Found this on a blog  :Wink: *

_I've just seen some of Ray Mears on TV, chatting about how the forests of Britain can sustain anyone indefinitely. Pretty cool, I thought, as Ray goes on to explain the characteristics of the most common edible mushrooms. He says "oh, those will be excellent", and the scene cuts to Ray sitting in a clearing with a fire going and the mushrooms nicely sliced. Hang on...a fire? How did he do that? Never mind, I'm sure it's possible by rubbing sticks together or something. And I'm sure he sliced the mushrooms with a sharp rock. 
Then things get a bit less realistic. He whips out a wok and fries the mushrooms with butter and tomatoes. Come on Ray, did you fashion that pan from twigs and berries? Did you breed cattle and churn the milk into butter? But in the end I excuse him the discrepancy and put it down to convenience.

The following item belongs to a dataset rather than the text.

PR #2154, opened 2024-04-28
Generate JS and CSS source maps

williamjallen:
We currently minify our JS, which makes it very difficult to debug.  As we move towards a more JS-focused web app approach, this will gradually become a nuisance.  [Source maps](https://blog.teamtreehouse.com/introduction-source-maps) are the typical solution to this problem, and Mix [supports](https://laravel.com/docs/8.x/mix#css-source-maps) automatic source map generation.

But then, inexplicably, he quips "much better with a dressing and bread" and magically materialises some ciabatta bread and balsamic vinegar. Come on Ray, there's ease of filming and then there's just cheating mate. We could all live in the forest indefinitely if Domino's know which tree to deliver your blinking pizza to.

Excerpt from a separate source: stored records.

PR #2182, opened 2024-04-30
Expose build errors and warnings via GraphQL

williamjallen:
This PR continues our ongoing effort to expose most of the database schema via GraphQL.

### DIFF
--- a/app/Models/BasicBuildAlert.php
+++ b/app/Models/BasicBuildAlert.php
@@ -19,9 +19,9 @@ use Illuminate\Database\Eloquent\Model;
  * @property int $crc32
  * @property boolean $newstatus
  *
- * @mixin Builder<BuildError>
+ * @mixin Builder<BasicBuildAlert>
  */
-class BuildError extends Model
+class BasicBuildAlert extends Model
 {
     protected $table = 'builderror';
 
--- a/app/Models/Build.php
+++ b/app/Models/Build.php
@@ -172,20 +172,20 @@ class Build extends Model
     }
 
     /**
-     * @return HasMany<BuildError>
+     * @return HasMany<BasicBuildAlert>
      */
     public function errors(): HasMany
     {
-        return $this->hasMany(BuildError::class, 'buildid')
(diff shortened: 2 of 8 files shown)


josephsnyder (approved):
The GraphQL changes in the Explorer look good.  After doing a little exploring with the CTest data, I was able to find a place where I thought things didn't align but the GraphQL return matches the data found in the `build` table 
image

williamjallen:
After discussion, it looks like there are some issues that need to be resolved before this can be merged.  The `buildWarningsCount` being wrong isn't terribly surprising given that this information was not generated by our regular submission process, but the fact that no warnings were selected is concerning.

williamjallen:
@josephsnyder I think this is ready for a re-review.

The issue you observed is the result of my confusion about the fact that CDash stores two different types of warnings or errors.  Adding the other type of warnings/errors to the API will be a significant undertaking, so I think it should be done in another PR (or several).  This PR specifically adds the "basic" errors and warnings stored in the `builderror` table.  Functionally, it should be equivalent to the behavior during your last review.

To reduce confusion about the fact that "build errors" can actually be warnings, I have created the term "build alert" to refer to the collection of both errors and warnings, with "build errors" and "build warnings" being more specific types of build alerts.  Furthermore, I have created the terms "basic" and "rich" alerts to refer to the contents of the `builderror` and `buildfailure` tables respectively.  To get all of the errors or warnings for a given build, one must query both the basic and (yet-to-be-implemented) rich errors or warnings.  I'm open to suggestions regarding better terminology for any of these.

It would be good for @zackgalbreath to review this as well, particularly the documentation and terminology changes.

josephsnyder (approved):
I can see the `BasicBuildAlert` doc type and it does nicely translate to a query where you can ask for a build for it's `basicWarnings` and `BasicErrors` with the context, line, and all the other expected fields.  It LGTM but I'll hold off on adding it to the merge queue to give Zack a chance to chime in

zackgalbreath (approved):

In a different scene, he explains the nutritional virtues of chequer berries, or something like that. "Lovely, I could eat them all day, but they've been forgotten by rural society" he gleefully states. It's only at the last second when he quickly mutters the probable reason for their banishment from the menu- "best not to eat the stones in them though, they contain cyanide".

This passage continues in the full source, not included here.